New Insights into Cystic Fibrosis-related Chronic Lung Infections Likely to Lead to Better Therapies
Better ways of treating chronic lung infections in patients with cystic fibrosis (CF) are likely to result from scientific advances in the understanding of how Pseudomonas aeruginosa bacteria evolve and adapt during infections, according to a recently published review from the University of Liverpool, working in collaboration with the University of York.
The review appeared in the journal Trends in Microbiology, under the title “Pseudomonas aeruginosa Evolutionary Adaptation and Diversification in Cystic Fibrosis Chronic Lung Infections,” as part of a special themed issue on Microbial Endurance.
CF patients often experience a build up of mucus in lung airways that traps bacteria, making them more prone to lung infections. One such bacteria is P. aeruginosa, which is usually harmless to healthy individuals, but in people with CF can cause antibiotic-resistant infections and is difficult to clear from the lungs. P. aeruginosa is the most important pathogen in CF, affecting over 80 percent of all patients. In adults, the resulting infection is often chronic, decreasing lung function and leading to overall morbidity.

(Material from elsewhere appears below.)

PR #586, opened 2020-05-18
Welcome Desk

gtandersen:
Welcome Desk displaying common tasks for new users.


src/app/welcome/welcomedesk.component.html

The review reinforced the importance of advancements, especially the arrival of affordable high-throughput genome sequencing, in enabling rapid progress in the research community’s knowledge of how P. aeruginosa adapts and evolves in CF patients.
“Currently we know that populations of P. aeruginosa that infect CF lungs harbour huge amounts of diversity, including variation in antibiotic resistance and secretion of toxins. This diversity is dynamic over time, making accurate diagnosis and treatment challenging,” the study’s lead author, Professor Craig Winstanley, from the university’s Institute of Infection and Global Health, said in a press release. “Experimental work is now beginning to provide insights into what drives this evolution during infections, including the role of social interactions.”

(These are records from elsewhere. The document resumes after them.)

Issue #567, opened 2020-05-06
Message with no plaintext body can't be replied to unless HTML is enabled


tadzik:
It's not possible to reply to a message that only contains HTML body: unless HTML mode is actually enabled at that time.

If it's not, it crashes with

```
 TypeError: "t.rawtext is undefined"
    reply https://runbox.com/app/main.c2e2856cd85b02a2f25b.js:1
    ...
```

and provides no other feedback.

PR #588, opened 2020-05-19
fix(compose): Make it possible to reply to emails with no plaintext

P. aeruginosa poses a specific challenge, due to its ability to rapidly develop resistance to antibiotics across several generations. “Given the limited efficacy of current antibiotics, we now need to establish how this bacterial evolution and dynamic diversity affects patients, in order to design alternative treatment strategies,” Professor Winstanley said. “One potential area of future work is to see whether the evolutionary trajectory of P. aeruginosa in CF lung infections could be manipulated to minimise symptoms and improve patient outcomes.”
CF affects more than 10,000 individuals in the U.K.